18 kwietnia 2011
„A Bóg pokoju, który przez krew przymierza wiecznego wywiódł spośród umarłych wielkiego pasterza owiec, Pana naszego Jezusa, niech was wyposaży we wszystko dobre, abyście spełnili wolę jego, sprawując w nas to, co miłe jest w oczach jego, przez Jezusa Chrystusa, któremu niech będzie chwała na wieki wieków. Amen” (Hbr. 13:20-21).
Gdy już ostatecznie dojdziemy do tego wniosku, że Jezus działał dla nas, zapewniając nam ratunek przed karą za grzech, często staramy się przywłaszczyć sobie wynikający z tego pokój przez nasze własne wysiłku, aby wierzyć lub odpowiednio zachowywać się.
Podobnie jak Bóg działał na rzecz Jezusa, gdy Ten był martwy, tak działa na naszą korzyść, aby wypracować w nas to, czego my nie mamy możliwości osiągnąć. Ile ze swego zmartwychwstania zainicjował Jezus? To nie Jego działanie przyspieszyło ten wielki cud, lecz wzbudziła Go z martwych miłość Ojca. Jezus jest beneficjentem Bożego działania dla Niego. W podobny sposób martwe są nawet nasze możliwości wystarczającego trzymania się obietnic nowego przymierza. Bóg obiecał, że zapisze Swoje prawo w naszych sercach i umysłach, i że będziemy znać Go intymnie. Boże dzieło w naszych sercach jest równie konieczne, jak jego dzieło na krzyżu czy w grobie. Gdyby Pan nie zmienił naszych serc, tracilibyśmy energię usiłując trzymać się obietnic Nowego Przymierza i, podobnie jak starotestamentowi ludzie, wyczerpalibyśmy się starając się zakwalifikować do tych obietnic.

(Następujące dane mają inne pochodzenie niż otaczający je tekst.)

PR #2159, opened 2017-04-15
lfsapi: support for http.<url>.extraHeader

ttaylorr:
This pull request resolves the proposal made in #1500 by implementing support for `http.<url>.extraHeader`.

This pull request is based off of https://github.com/git-lfs/git-lfs/pull/2158, and that should be merged before this one. In the meantime, __here's an inter-diff__: https://github.com/git-lfs/git-lfs/compare/url-config-prefix...lfsapi-extra-headers.

When making any HTTP(S) request from the lfsapi package, LFS will first look for matching `http.{url}.extraHeader` config entries, where `url` is the request URL. LFS currently adds one extra header to each request it makes, which is the `User-Agent: ` header. The `lfsapi` package looks for `extraHeaders` _before_ adding the User-Agent header, so it cannot be overridden.

As per https://github.com/git-lfs/git-lfs/pull/2152 & https://github.com/git-lfs/git-lfs/pull/2154, multiple extraHeaders can be added to a particular request. The following configuration is valid:

```bash
$ git config http.https://github.com/user/repo.git/info/lfs.extraHeader "X-Foo: bar"
$ git config http.https://github.com/user/repo.git/info/lfs.extraHeader "X-Non-Unique: bar2"
$ git config http.https://github.com/user/repo.git/info/lfs.extraHeader "X-Non-Unique: bar3"
```

would send a request with the headers equal to:

```curl
> GET /user/repo.git/info/lfs HTTP/1.1
> Host: github.com
> X-Foo: bar
> X-Non-Unique: bar2
> X-Non-Unique: bar3
```

Closes: #1500.

---

/cc @git-lfs/core #1500

### DIFF
--- a/lfsapi/client.go
+++ b/lfsapi/client.go
@@ -76,7 +76,25 @@ func (c *Client) Do(req *http.Request) (*http.Response, error) {
 	return res, c.handleResponse(res)
 }
 
+func (c *Client) setExtraHeaders(req *http.Request) http.Header {
+	var copy http.Header = make(http.Header)
+	for k, vs := range req.Header {
+		copy[k] = vs
+	}
+
+	for k, vs := range c.extraHeaders(req.URL) {
+		for _, v := range vs {
+			copy[k] = append(copy[k], v)
+		}
+	}
+	return copy
+}
+
 func (c *Client) extraHeaders(u *url.URL) map[string][]string {
+	if c.uc == nil {
+		c.uc = config.NewURLConfig(c.GitEnv())
+	}
+
 	hdrs := c.uc.GetAll("http", u.String(), "extraHeader")
 	m := make(map[string][]string, len(hdrs))
 
--- a/lfsapi/client.go
+++ b/lfsapi/client.go
@@ -66,7 +66,7 @@ func joinURL(prefix, suffix string) string {
 }
 
 func (c *Client) Do(req *http.Request) (*http.Response, error) {
-	req.Header = c.setExtraHeaders(req)
+	req.Header = c.extraHeadersFor(req)
 	req.Header.Set("User-Agent", UserAgent)
 
 	res, err := c.doWithRedirects(c.httpClient(req.Host), req, nil)
@@ -77,7 +77,7 @@ func (c *Client) Do(req *http.Request) (*http.Response, error) {
 	return res, c.handleResponse(res)
 }
 
-func (c *Client) setExtraHeaders(req *http.Request) http.Header {
+func (c *Client) extraHeadersFor(req *http.Request) http.Header {
 	copy := make(http.Header, len(req.Header))
 	for k, vs := range req.Header {
 		copy[k] = vs
--- a/lfsapi/client.go
+++ b/lfsapi/client.go
@@ -66,6 +66,7 @@ func joinURL(prefix, suffix string) string {
 }
 
 func (c *Client) Do(req *http.Request) (*http.Response, error) {
+	req.Header = c.setExtraHeaders(req)
 	req.Header.Set("User-Agent", UserAgent)
 
 	res, err := c.doWithRedirects(c.httpClient(req.Host), req, nil)
--- a/lfsapi/client.go
+++ b/lfsapi/client.go
@@ -100,12 +100,12 @@ func (c *Client) extraHeaders(u *url.URL) map[string][]string {
 	m := make(map[string][]string, len(hdrs))
 
 	for _, hdr := range hdrs {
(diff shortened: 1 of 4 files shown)


lfsapi/client.go
```diff
@@ -75,6 +77,41 @@ func (c *Client) Do(req *http.Request) (*http.Response, error) {
 	return res, c.handleResponse(res)
 }
 
+func (c *Client) setExtraHeaders(req *http.Request) http.Header {
+	var copy http.Header = make(http.Header)
+	for k, vs := range req.Header {
+		copy[k] = vs
+	}
```
technoweenie: Why bother making a copy? Can't you just modify the req headers in place?

Also, why are you using the longer `var` syntax to init the var, instead of `copy := make(http.Header)`?

lfsapi/client.go
```diff
@@ -75,6 +77,41 @@ func (c *Client) Do(req *http.Request) (*http.Response, error) {
...
+		for _, v := range vs {
+			copy[k] = append(copy[k], v)
+		}
+	}
+	return copy
+}
+
+func (c *Client) extraHeaders(u *url.URL) map[string][]string {
+	if c.uc == nil {
+		c.uc = config.NewURLConfig(c.GitEnv())
```
technoweenie: I'd probably move this to `lfsapi.NewClient`, or at least add a mutex.

lfsapi/client.go
```diff
@@ -75,6 +77,41 @@ func (c *Client) Do(req *http.Request) (*http.Response, error) {
...
+	}
+
+	hdrs := c.uc.GetAll("http", u.String(), "extraHeader")
+	m := make(map[string][]string, len(hdrs))
+
+	for _, hdr := range hdrs {
+		parts := strings.SplitN(hdr, ": ", 2)
```
technoweenie: Relying on just a single space after the `:` seems kind of fragile. What do you think about splitting on `:`, and then trimming any whitespace in the value?

lfsapi/client.go
ttaylorr: > Why bother making a copy? Can't you just modify the req headers in place?

Good question. I think it would use less memory to modify the headers in place (though not much). My thought with making the copy was to localize mutating the request to outside of this function so that this could be more easily tested/changed in the future. I'm not tied at all to this implementation, so if you feel strongly, I'm happy to change it.

I pushed https://github.com/git-lfs/git-lfs/pull/2159/commits/d4aec737b2e3a5c8f33517ec9f3a04137ab61a5e to clarify the name of this method, and https://github.com/git-lfs/git-lfs/pull/2159/commits/961456e88f831608b3c43342ea536d7ebd5e1e68 to remove the extraneous `var` decl. I prefer those for initializing values that are going to change immediately, but I don't mind either way.

lfsapi/client.go
ttaylorr: Good call. I had this here originally to prevent a case during testing where the `*lfsapi.Client` was initialized as `&lfsapi.Client{}` (or `new(lfsapi.Client)`) and `uc` was un-initialized. I moved this initialization to the constructor (since the value returned by `c.GitEnv()` is private and doesn't mutate), and taught `*config.URLConfig` to respond to method calls against the `nil` receiver.

x-ref: https://github.com/git-lfs/git-lfs/pull/2159/commits/fcb9fb2ba8747ee91764fa23325c089f78826c46, https://github.com/git-lfs/git-lfs/pull/2159/commits/9aa4be7d292b301b2be678347683dc4bf5535735 & https://github.com/git-lfs/git-lfs/pull/2159/commits/20cbfbabedf7876b3f5c9798c07d80e19ee1f8fa, respectively.

lfsapi/client.go
ttaylorr: Great call. Made this change in https://github.com/git-lfs/git-lfs/pull/2159/commits/442dc02f7d71378af84ecdcefa8012e932c9cf22.

ttaylorr:
@technoweenie thanks for the review! I addressed your comments, and I think this should be ready to merge.

lfsapi/client.go
```diff
@@ -76,6 +77,37 @@ func (c *Client) Do(req *http.Request) (*http.Response, error) {
 	return res, c.handleResponse(res)
 }
 
+func (c *Client) extraHeadersFor(req *http.Request) http.Header {
+	copy := make(http.Header, len(req.Header))
```
technoweenie: You could even get the values from `c.extraHeaders()` to get a more accurate initial size :)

Bożym pragnieniem jest utrzymywać z nami relację opierającą się na zaufaniu. W pierwszym przymierzu, niezdolność do usprawiedliwienia siebie była sprawą serca; Nowe Przymierze zajmuje się tą słabością. Błogosławieństwo, które ono obiecuje jest takie, że Bóg zrobi wszystko, co konieczne, aby umieścić właściwą bojaźń, zaufanie i miłość w naszych sercach. Jedyne co możemy to ufać Jemu, że dokona tego. Nasza wiara nie jest mierzona poczuciem siły czy dowodami z zachodzących okoliczności. To w miejscach całkowitej desperacji oddychamy tchnieniem wiary: „Panie, zrób we mnie to, co obiecałeś. Nie mogę wzbudzić w sobie na tyle wiary, aby zasłużyć na Twoją łaskę. Mogę tylko zaufać, że Twoje obietnice są prawdziwe”.
Ten sam Bóg, który wyprowadził Jezusa ze śmierci, uczyni w nas to, abyśmy kochali i ufali Mu. On jest wierny, a Jego przymierze trwa.